PR #1355, opened 2019-04-13
Fix generation of changelog during release:prepare

### LINKED ISSUE #762: 'yarn version' fails with 'TypeError: Invalid Version: vundefined'
Running `yarn run version` on master (which is run by `yarn release*`; note is not the same as `yarn version`) fails with:

```
yarn run v1.5.1
$ yarn changelog --package && git add CHANGELOG.md
$ auto-changelog --remote upstream --commit-limit false --package
TypeError: Invalid Version: vundefined
    at new SemVer (C:\Users\Ed\src\neutrino-dev\node_modules\semver\semver.js:305:11)
    at compare (C:\Users\Ed\src\neutrino-dev\node_modules\semver\semver.js:578:39)
    at eq (C:\Users\Ed\src\neutrino-dev\node_modules\semver\semver.js:617:10)
    at Function.diff (C:\Users\Ed\src\neutrino-dev\node_modules\semver\semver.js:512:7)
    at parseReleases (C:\Users\Ed\src\neutrino-dev\node_modules\auto-changelog\lib\releases.js:37:66)
    at _callee$ (C:\Users\Ed\src\neutrino-dev\node_modules\auto-changelog\lib\run.js:110:52)
    at tryCatch (C:\Users\Ed\src\neutrino-dev\node_modules\regenerator-runtime\runtime.js:65:40)
    at Generator.invoke [as _invoke] (C:\Users\Ed\src\neutrino-dev\node_modules\regenerator-runtime\runtime.js:303:22)
    at Generator.prototype.(anonymous function) [as next] (C:\Users\Ed\src\neutrino-dev\node_modules\regenerator-runtime\runtime.js:117:21)
    at step (C:\Users\Ed\src\neutrino-dev\node_modules\auto-changelog\lib\run.js:31:191)
```

I believe this is because auto-changelog's `--package` option only looks in the monorepo root's `package.json`, and not the individual packages or `lerna.json`.

The fix should be as simple as re-adding the version to the root `package.json` (was previously removed before we used auto-changelog).

edmorley:
Previously we were using auto-changelog's `--package` option, which does not work with Lerna monorepos, since there is no version in the repo root `package.json`. Now the version is instead read from `lerna.json`.

In addition, `SKIP_CHANGELOG` has been removed, since:
(a) using environment variables in package.json scripts makes them incompatible with Windows
(b) we now use the `--no-git-reset` option with `release:ci`, so the working directory will be dirty regardless, so it's fine to modify the changelog too (and it means changelog generation has CI coverage)

Finally, some of the other release process steps have been converted to package.json scripts to simplify the steps.

Fixes #762.

### DIFF
--- a/package.json
+++ b/package.json
@@ -15,16 +15,20 @@
     "packages/*"
   ],
   "scripts": {
+    "changelog": "auto-changelog --latest-version $(yarn -s print-version)",
     "docs:bootstrap": "pip install -r docs/requirements.txt",
     "docs:serve": "mkdocs serve",
     "link:all": "lerna exec yarn link",
     "lint": "eslint --no-eslintrc --c ./.eslintrc.js --cache --report-unused-disable-directives --format codeframe --ext js,jsx .",
     "prettier:check": "prettier --ignore-path .eslintignore --check \"**/*.{css,html,js,jsx,json,md,yaml,yml}\"",
     "prettier:fix": "prettier --ignore-path .eslintignore --write \"**/*.{css,html,js,jsx,json,md,yaml,yml}\"",
-    "release:prepare": "lerna version",
+    "print-version": "jq -r .version lerna.json",
+    "release:prepare": "lerna version && prettier --write lerna.json",
+    "release:commit": "git commit --all --message v$(yarn -s print-version) --edit",
+    "release:tag": "git tag v$(yarn -s print-version) && git push upstream v$(yarn -s print-version)",
     "release:publish": "lerna publish from-package",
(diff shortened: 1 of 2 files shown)


package.json
```diff
@@ -15,16 +15,20 @@
     "packages/*"
   ],
   "scripts": {
+    "changelog": "auto-changelog --latest-version $(yarn -s print-version)",
```
edmorley: The use of bash subcommands (`$(...)`) makes this command not compatible with Windows (same as before this change), however this can be resolved by fixing CookPete/auto-changelog#106.

PR #1356, opened 2019-04-14
Refresh lockfile & bump in-range dependency versions

edmorley:
Bumping the versions in theory shouldn't be necessary, however package managers tend to only update sub-dependencies lazily, so this ensures users are on the latest versions.

### DIFF
--- a/package.json
+++ b/package.json
@@ -40,23 +40,23 @@
     "version": "yarn changelog"
   },
   "devDependencies": {
-    "auto-changelog": "^1.11.0",
-    "ava": "^1.3.1",
-    "eslint": "^5.15.1",
+    "auto-changelog": "^1.12.1",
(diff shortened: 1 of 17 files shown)


edmorley:
These changes were generated using [npm-check-updates](https://www.npmjs.com/package/npm-check-updates) v3, by:
1. `yarn global add npm-check-updates`
2. Check to see if any packages need excluding (eg deepmerge), using `yarn && yarn outdated`
3. From the root of the repo, run eg (remove the `-u` to dry run): 
  * `ncu -x deepmerge,yargs -u` 
  * `for d in packages/*; do ncu --dep prod,dev -x deepmerge,yargs --packageFile "${d}/package.json" -u;  echo; done`
4. Regenerate the lockfile using `rm -rf yarn.lock && yarn`

PR #1358, opened 2019-04-14
v9.0.0-rc.1

edmorley:
This was created by following the steps at:
https://master.neutrinojs.org/contributing/development/#releasing-a-new-version

Of note I've switched the Neutrino peer dependency to no longer use the caret range for now, since with pre-releases every release can be breaking. When we release v9.0.0 final, we should switch back to a caret version.


edmorley:
This ended up on my fork's `master` branch due to the way the documented process runs the Git checkout command. I've opened #1359 which among other things add `--no-track` to the command to prevent this in the future.

timkelty:
@edmorley @eliperelman Any chance of an `rc.1` release this week?

edmorley:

__________

> _What needs to be done_
Give the number of lines in the entries that contain the word "semver", without any other words.

> _Response area_
4